PR #387, opened 2020-09-25
Debug add child

mmazanec22:
Deal with errors that were preventing add child and messing with error focus

### DIFF
--- a/client/src/containers/AddChild/AddChild.tsx
+++ b/client/src/containers/AddChild/AddChild.tsx
@@ -25,7 +25,7 @@ const AddChild: React.FC = () => {
   const activeStep = hash.slice(1);
   const history = useHistory();
   const steps = listSteps(history);
-  const indexOfCurrentStep = steps.findIndex((s) => s.key === activeStep);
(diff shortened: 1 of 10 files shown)


kmagida110 (approved):
Looks good!

client/src/containers/AddChild/AddChild.tsx
```diff
@@ -102,7 +102,7 @@ const AddChild: React.FC = () => {
     })
       .then((updatedChild) => {
         updateChild(updatedChild);
-        if (!updatedChild || !steps || !indexOfCurrentStep) return;
+        if (!updatedChild) return;
```
bamader, line 105: Nit: Should we do these conditional checks before you invoke `updateChild` to modify the state? That way we don't replace anything if the server doesn't send back a correctly updated child?

bamader (approved):
LGTM. Just one question on the ordering of a null check vs updating state.

client/src/containers/AddChild/AddChild.tsx
jlhogan: we can expect that updatedChild will always have a value if we're in the `then` block

jlhogan (approved):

**Exercise:** The entries above are to be retyped exactly, with nothing left out.

**Exercise result:**
PR #387, opened 2020-09-25
Debug add child

mmazanec22:
Deal with errors that were preventing add child and messing with error focus

### DIFF
--- a/client/src/containers/AddChild/AddChild.tsx
+++ b/client/src/containers/AddChild/AddChild.tsx
@@ -25,7 +25,7 @@ const AddChild: React.FC = () => {
   const activeStep = hash.slice(1);
   const history = useHistory();
   const steps = listSteps(history);
-  const indexOfCurrentStep = steps.findIndex((s) => s.key === activeStep);
(diff shortened: 1 of 10 files shown)


kmagida110 (approved):
Looks good!

client/src/containers/AddChild/AddChild.tsx
```diff
@@ -102,7 +102,7 @@ const AddChild: React.FC = () => {
     })
       .then((updatedChild) => {
         updateChild(updatedChild);
-        if (!updatedChild || !steps || !indexOfCurrentStep) return;
+        if (!updatedChild) return;
```
bamader, line 105: Nit: Should we do these conditional checks before you invoke `updateChild` to modify the state? That way we don't replace anything if the server doesn't send back a correctly updated child?

bamader (approved):
LGTM. Just one question on the ordering of a null check vs updating state.

client/src/containers/AddChild/AddChild.tsx
jlhogan: we can expect that updatedChild will always have a value if we're in the `then` block

jlhogan (approved):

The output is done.